The Word, the logos, must be weary of trying to explain this to them, to us, to the world. The logos in Jewish texts often is Torah – the commandments, the Way of God. And the logos in this text is Jesus. So, if the logos is Torah and Jesus, then the whole sense of being faithful and trusting of Jesus begins to make sense. Christians tend to read this as evidence that they alone have real access to God and God’s Love. Yet, Jews like Jesus and Paul speak freely of Torah as the path to God on which even non-observant gentiles and even atheists may already be walking as well. Torah is as basic as gravity. How can you supersede gravity? So, think of Jesus as the gravity that draws people and all things to God and God’s Torah and a life of halakha.
This world Jesus speaks of is God’s world. It is not a Jewish, Christian, Muslim, Buddhist or any other kind of world. He has come from Love and returns to Love so that we might be the Love that is all around all the time everywhere for everyone. Those who can understand this and trust it in any way possible will continue the works, “and greater works than these will you do!”
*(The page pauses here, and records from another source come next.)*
PR #21, opened 2018-03-28
Errors handling

alenakhineika:
Errors handling


aherlihy:
This looks great! Do you want to add tests for it as part of this pull request? We can keep the tests in JSON format, just write a different `test.helpers.js:runTest` function that expects an error to be thrown and checks the message.

alenakhineika:
@aherlihy @durran i have updated PR with tests support. You can see one example of using it in Python3Generator for 'code' constructor. Since antlr returns any error as valid string and it makes difficulties to parse it, i have changed this behaviour and am throwing an error, which can be caught. Pls let me know your opinion about it. If you like this approach, I will update rest of errors this way. Or correct me and i will fix it. Thx in advance!

durran:
LGTM. I think throwing the errors is more expected behaviour in my opinion.

codegeneration/AppError.js
```diff
@@ -0,0 +1,20 @@
+/**
+ * Custom Application Error
+ *
+ * @returns {object}
+ */
+class AppError extends Error {
```
aherlihy: I think we should probably give this a more specific name than AppError, since it'll be imported into whatever packages end up using the compilers

index.js
```diff
@@ -6,23 +6,41 @@ const Python3Generator = require('./codegeneration/Python3Generator.js');
...
  *
  * @param {String} input
  * @param {CodeGenerator} generator
  * @returns {String}
  */
-const compileECMAScript = function(input, generator) {
+const compileECMAScript = (
+  input,
+  generator
+) => new Promise((resolve, reject) => {
```
aherlihy: Would you mind explaining to me why we need this to be a promise? Thanks!

codegeneration/Python3Generator.js
```diff
@@ -1,684 +1,691 @@
...
-  return `${key}: ${value}`;
-};
+    if (argList.length === 2) {
+      /* NOTE: we have to visit the subtree first before type checking or type may
+      not be set. We might have to just suck it up and do two passes, but maybe
+      we can avoid it for now. */
+      const scope = this.visit(argList[1]);
 
+      if (argList[1].type !== this.types.OBJECT) {
+        return 'Error: Code requires scope to be an object';
```
aherlihy: There are still some instances where strings are still being returned instead of exceptions.

codegeneration/Python3Generator.js
```diff
@@ -1,684 +1,691 @@
...
+   * @returns {string}
+   */
+  visitBSONCodeConstructor(ctx) {
+    const argumentList = ctx.arguments().argumentList();
+
+    if (
+      argumentList === null ||
+      (argumentList.getChildCount() !== 1 && argumentList.getChildCount() !== 3)
+    ) {
+      throw new AppError({
```
aherlihy: This is great! I was going to ask if you wanted to subclass the errors to be more specific (that's how it would be done in Python, I'm not sure if that's normal for JS or not) or just set the codes directly. Not sure what's more canonical

codegeneration/AppError.js
alenakhineika: What about BsonCompilersAppError? Or pls don't hesitate to advice me any better variant!

index.js
durran: Can't Compass just `catch (e)` and get any error that was thrown and then print `e.message`? That would be my expectation. By using a promise here I am expecting async I/O to be occurring which isn't the case here - the code is actually synchronous but is faking being async, which is a bit odd.

alenakhineika: yes it can be done like this. i will remove promise then.

codegeneration/AppError.js
aherlihy: I think we can make it more generic - something like CompilerError since the error could be from any code not just BSON-related. SyntaxError can inherit from CompilerError, and we can make as many other subclasses as we like.

codegeneration/Python3Generator.js
aherlihy: I think that sounds great! These are the types of errors I was thinking about, does this seem like a good start? We can always add more.

1. type errors
2. argument count mismatch errors
3. undefined symbol
4. generic error, for the stuff that doesn't fit in anywhere else. So for example if we catch an exception while executing the JS, we can create the "other" error with the message that was set by the JS exception that we caught.
6. not-yet-implemented error: so if the user tries to use some kind of feature that we don't support, like lambdas for example, we can throw this.

package.json
```diff
@@ -32,6 +32,7 @@
     "antlr4": "^4.7.1",
     "bson": "^2.0.4",
     "chai": "^4.1.2",
+    "chai-as-promised": "^7.1.1",
```
aherlihy: Don't think we need this anymore without the promise?

durran:
Great job!

helper/error.js
```diff
@@ -0,0 +1,36 @@
...
+
+        this.code = code;
+        this.message = message;
+
+        if (typeof payload !== 'undefined') {
+          this.message = payload.message || message;
+          this.payload = payload;
+        }
+
+        Error.captureStackTrace(this, errors[name]);
```
lrlna: i am late to the game, but we might want to some time in the future have a `try/catch` around this cause `Error.captureStackTrace()` will not be available in the browser (it's node's error property).

PR #22, opened 2018-04-09
Errors handling and refactoring for using classes instead of prototypes

alenakhineika:
Errors handling and refactoring for using classes instead of prototypes


lrlna:
I can't find how the error handling got changed in the diff. Was there a change, or you just added extra error handling things?

alenakhineika:
@lrlna Instead of returning just a string error:

´return 'Error: BSONRegExp requires pattern to be a string';´

now we are throwing an error:

´throw new SemanticArgumentCountMismatchError({message: 'Number requires one argument'});´

The error handling by itself was implemented in previous PR:

https://github.com/mongodb-js/bson-compilers/pull/21

In current PR i finished replacing errors for all code generators.

lrlna:
@alenakhineika ah okay cool! thank you for clarification. I am almost done digesting through #21, i just wasn't sure if this was adding something new, and couldn't find it in the diff ^__^

codegeneration/CodeGenerator.js
```diff
@@ -13,376 +13,376 @@ const {
...
+    }
 
-  const expectedArgs = lhsType.args;
-  let rhs = this.checkArguments(expectedArgs, ctx.arguments().argumentList());
+    const expectedArgs = lhsType.args;
+    let rhs = this.checkArguments(expectedArgs, ctx.arguments().argumentList());
 
-  ctx.type = lhsType.type;
-  if (!lhsType.callable) {
-    throw new SemanticArgumentCountMismatchError({
```
aherlihy: In this case, the error should be TypeError: `${lhs} is not a function (${lhsType.id})`

aherlihy: Sorry this should be on the new code, not the deleted one, so line 159

codegeneration/CodeGenerator.js
```diff
@@ -13,376 +13,376 @@ const {
...
-      message: `symbol "${name}" is undefined`
-    });
-  }
-  if (ctx.type.template) {
-    return ctx.type.template();
+  visitIdentifierExpression(ctx) {
+    const name = this.visitChildren(ctx);
+    ctx.type = this.Symbols[name];
+    if (ctx.type === undefined) {
+      throw new SemanticArgumentCountMismatchError({
```
aherlihy: This should be a ReferenceError: `${name} is not defined`

codegeneration/CodeGenerator.js
```diff
@@ -13,376 +13,376 @@ const {
...
-      if (typeof type === 'string') {
-        type = this.Types[type];
+    let type = ctx.singleExpression().type;
+    if (typeof type === 'string') {
+      type = this.Types[type];
+    }
+    while (type !== null) {
+      if (!(type.attr.hasOwnProperty(rhs))) {
+        if (type.id in this.BsonSymbols && this.BsonSymbols.type.id !== null) {
+          throw new SemanticArgumentCountMismatchError({
```
aherlihy: This should be an AttributeError: `${rhs} not an attribute of ${type.id}`

codegeneration/CodeGenerator.js
```diff
@@ -13,376 +13,376 @@ const {
...
+          args[i].type === this.Types._octal)) {
+        continue;
+      }
+      if (expected[i].indexOf(args[i].type) === -1 && expected[i].indexOf(args[i].type.id) === -1) {
+        const message = `expected types ${expected[i].map((e) => {
+          return e.id ? e.id : e;
+        })} but got type ${args[i].type.id} for argument at index ${i}`;
 
-      throw new SemanticArgumentCountMismatchError({message});
+        throw new SemanticArgumentCountMismatchError({message});
```
aherlihy: This should be a TypeError

codegeneration/CodeGenerator.js
```diff
@@ -13,376 +13,376 @@ const {
...
-    argStr.push(this.visit(args[i]));
-    if (expected[i].indexOf(this.Types._numeric) !== -1 && (
-        args[i].type === this.Types._integer ||
-        args[i].type === this.Types._decimal ||
-        args[i].type === this.Types._hex ||
-        args[i].type === this.Types._octal)) {
-      continue;
+    const args = argumentList.singleExpression();
+    if (args.length > expected.length) {
+      throw new SemanticArgumentCountMismatchError({message: 'too many arguments'});
```
aherlihy: We should add a more specific error message here, so "arguments mismatch: expected x and got y"

PR #32, opened 2018-04-18
remove path-resolve

lrlna:
`path.resolve()` does not work properly in a browser environment. This PR changes all the `path.resolve()` require statements to direct links to files.

If this proves too messy in the future, we can possibly consider splitting off error handling (all the `path.resolve()` happens for error handling portion of this package) into its own helper module we can publish / maintain / require separately.


lrlna:
I am going to merge this PR without waiting for a review since I am trying to trouble shoot something in a requiring it in an electron env. Buttttt we can *always* revert this publish if anyone has problems with it or has other suggestions with dealing with this in the browser!!

aherlihy:
The reason we were using path.resolve was so that it would work on any operating system...but if we're going to use browserify to get rid of any filesystem access at all, then it won't matter, right? And we don't develop on windows, so there's not too much point in doing anything to make that work.

PR #33, opened 2018-04-18
COMPASS-2754 Figure out how to test non-symmetric translations

aherlihy:
Previously our test suite expected all translations to be symmetric, but that's not always possible (especially as our generated code gets more idiomatic). 

For example, Code in javascript can accept a function or a string, but in shell it only accepts a string.

Javascript --> Shell:

```
Code(function(x){console.log(x)};) --> Code("function(x){console.log(x)};")
```
Shell --> Javascript 
```
Code("function(x){console.log(x)};") --> Code("function(x){console.log(x)};")
```

So now we have a folder for each output language, and in that folder the JSON files will only be tested from input language --> target language.


aherlihy:
Dup of https://github.com/mongodb-js/bson-compilers/pull/34

PR #705, opened 2026-07-20
fix(trace): preserve parent chain for async agents

messere1:
## Summary

- remove the redundant invocation-chain pop from the async agent wrapper
- rely on `InvocationChainContext.__exit__` for the same balanced cleanup used by the sync wrapper
- add a regression test that runs the wrapper inside a parent async trace context

## Problem

`_default_agent_wrapper_async` popped its child chain explicitly and then popped again when the surrounding `InvocationChainContext` exited. A nested async agent invocation could therefore remove its parent trace entry.

## Tests

- `python -m pytest tests/test_agentuniverse/unit/base/annotation/test_trace.py -q` (1 passed)
- `ruff check --no-fix tests/test_agentuniverse/unit/base/annotation/test_trace.py`
- `ruff format --check tests/test_agentuniverse/unit/base/annotation/test_trace.py`
- `python -m py_compile agentuniverse/base/annotation/trace.py tests/test_agentuniverse/unit/base/annotation/test_trace.py`
- `git diff --check`

### DIFF
--- a/agentuniverse/base/annotation/trace.py
+++ b/agentuniverse/base/annotation/trace.py
@@ -209,7 +209,6 @@ async def _default_agent_wrapper_async(func, *args, **kwargs):
                                                          result,
                                                          start_info,
                                                          pair_id)
-        Monitor.pop_invocation_chain()
         return result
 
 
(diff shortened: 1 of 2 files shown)


hxbszyy (approved):
This is a real trace-integrity bug, not cosmetic cleanup. The async wrapper was balancing the same context twice and could silently remove its parent invocation entry. Relying on InvocationChainContext matches the sync path, handles normal and exceptional exits, and the nested async regression passes. Ready to merge.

It is no wonder so many Christians try to focus exclusively on being the Way rather than taking on the responsibility to do “greater works than these.” Jesus is not asking simply for belief or faith. He wants action. He wants works of Love. Anyone can say he or she believes or has faith. But, says Jesus, if you truly wish to be with me and in me you will continue the works themselves, and greater works than these. No doubt he is still waiting for Thomas, Philip and all of us to get it. How weary he must be of saying this. How patient he is just waiting for us to get with the program, the movement, The Jesus Movement, the Way of Torah, the way of halakha, the Way of God’s eternal Love! I can hear him sighing right now. Can you? When will we walk upon this Earth in the Sacred Manner? This is what he is still asking. What will we do?